I got that symptoms lastweek so ill go to the doctor to say about this desease because ive got bittem by lyme and now im suffering from numbness of my 2 feet and 2 arms and sometimes im feeling that theres something that running from under my belly ang sometimes from my spine to my neck plss somebody can advice me what to do what doctor can conduct me a lyme desease test

These drs that act like this very dismissive gaslighting are not independent researchers, are not experts and don't know about Lyme at all. These drs and specialists are followers and they follow the wrong advice and are told to be dismissive.

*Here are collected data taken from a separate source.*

PR #4207, opened 2023-12-27
[CORE] Add preProjection and postProjection in WindowExecTransformer

liujiayi771:

Window and agg are similar, and in Velox, they also do not support input that contains expressions. The input must be an attribute. Therefore, if there are non-attribute columns in the input for window, we need to add a preProjection to execute them. And similar to the approach in `SortExecTransformer`, the output of the window, which is `child.output ++ windowExpr`, requires a postProjection to remove any extra columns from child.output in the final output (where child refers to the added preProjection).

```sql
SELECT
  c_custkey,
  row_number() OVER (
    PARTITION BY c_nationkey,
    "a"
    ORDER BY
      c_custkey,
      "a"
  ) AS row_num
FROM
   customer
ORDER BY 1, 2;
```
Before this PR, the window in above query will fallback due to the reason "native validation failed due to: Only field is supported in window functions".

When converting window to a substrait plan, there are three parts that need to be handled: partitionExprs, sortExprs, and windowExprs. Expressions may exist in any of these three parts, and they all need to be verified. However, in the current PR, only partitionExprs and sortExprs are considered. I plan to refactor the existing logic of preProjection and postProjection in Gluten to be corrected based on Rules in the future. Therefore, in the future, support for windowExprs will be added.

## How was this patch tested?

Add a new test case GlutenSQLWindowFunctionSuite."Literal in window partition by and sort" for Velox and ClickHouse.

### DIFF
--- a/gluten-core/src/main/scala/io/glutenproject/execution/WindowExecTransformer.scala
+++ b/gluten-core/src/main/scala/io/glutenproject/execution/WindowExecTransformer.scala
@@ -101,7 +101,7 @@ case class WindowExecTransformer(
     BackendsApiManager.getTransformerApiInstance.packPBMessage(message)
   }
 
-  private def needsPreProject: Boolean = (partitionSpec ++ orderSpec.map(_.child)).exists {
+  private def needsProject: Boolean = (partitionSpec ++ orderSpec.map(_.child)).exists {
     case _: Attribute => false
     case _ => true
   }
@@ -172,7 +172,7 @@ case class WindowExecTransformer(
     }
   }
 
-  private def getWindowRelWithPreProjection(
+  private def getWindowRelWithProjection(
       context: SubstraitContext,
       originalInputAttributes: Seq[Attribute],
       operatorId: Long,
@@ -230,7 +230,7 @@ case class WindowExecTransformer(
         operatorId,
         emitStartIndex)
     }
-    getWindowRelAfterProject(
+    createWindowRelAfterProjection(
       context,
       originalInputAttributes,
       preExprNodes,
@@ -240,7 +240,7 @@ case class WindowExecTransformer(
       validation)
   }
 
-  private def getWindowRelAfterProject(
+  private def createWindowRelAfterProjection(
       context: SubstraitContext,
       originalInputAttributes: Seq[Attribute],
       preExprNodes: JList[ExpressionNode],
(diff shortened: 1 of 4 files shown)


liujiayi771:
Run Gluten Clickhouse CI

rui-mo:
@PHILO-HE Is this PR relevant to your change on window literal support?

PHILO-HE:
> @PHILO-HE Is this PR relevant to your change on window literal support?

No, it's not relevant to my work.

liujiayi771:
Run Gluten Clickhouse CI

gluten-ut/spark32/src/test/scala/org/apache/spark/sql/execution/GlutenSQLWindowFunctionSuite.scala
```diff
@@ -16,6 +16,71 @@
...
+    (60865, 5),
+    (61065, 13),
+    (127412, 13),
+    (148303, 10),
+    (9954, 5),
+    (95337, 12)
+  )
 
-class GlutenSQLWindowFunctionSuite extends SQLWindowFunctionSuite with GlutenSQLTestsTrait {}
+  test("Literal in window partition by and sort") {
```
rui-mo, line 41: > in the current PR, only partitionExprs and sortExprs are considered

Is it possible to also add test for window expressions? At least to make sure it is runnable with fallback.

gluten-core/src/main/scala/io/glutenproject/execution/WindowExecTransformer.scala
```diff
@@ -182,6 +172,206 @@ case class WindowExecTransformer(
...
+      context,
+      originalInputAttributes,
+      preExprNodes,
+      selections,
+      inputRel,
+      operatorId,
+      validation)
+  }
+
+  private def getWindowRelAfterProject(
```
rui-mo, line 243: The name `getWindowRelAfterProject` seems to be easily mixed up with `getWindowRelWithPreProjection`. Could we use a more precise name?

liujiayi771: Similar to agg, naming functions is hard, just simply modified to 'create'. This part will be removed after inserting pre/post-project through Rule.

rui-mo (approved):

i heard you must do 28 days of antibiotics , and you might want to use rife fequency to heal yourself

I'm going trough this hell too. Had plenty of various neuro issues for past 8 years, started with Crohn's disease around 2017, then had positive borrelia test in 2021 but the doctor said it's common not an issue but just now in 2024 I've pointed exactly the tick that gave me this in 2019 and the spot is still hurting time to time. Every time I had a stressful times a new symptom showed up, it broke me physically and mentally but just now I've found out and will trying to address it. Also many people with Long haul Covid is showing Lyme disease history which most likely isn't just coincidence.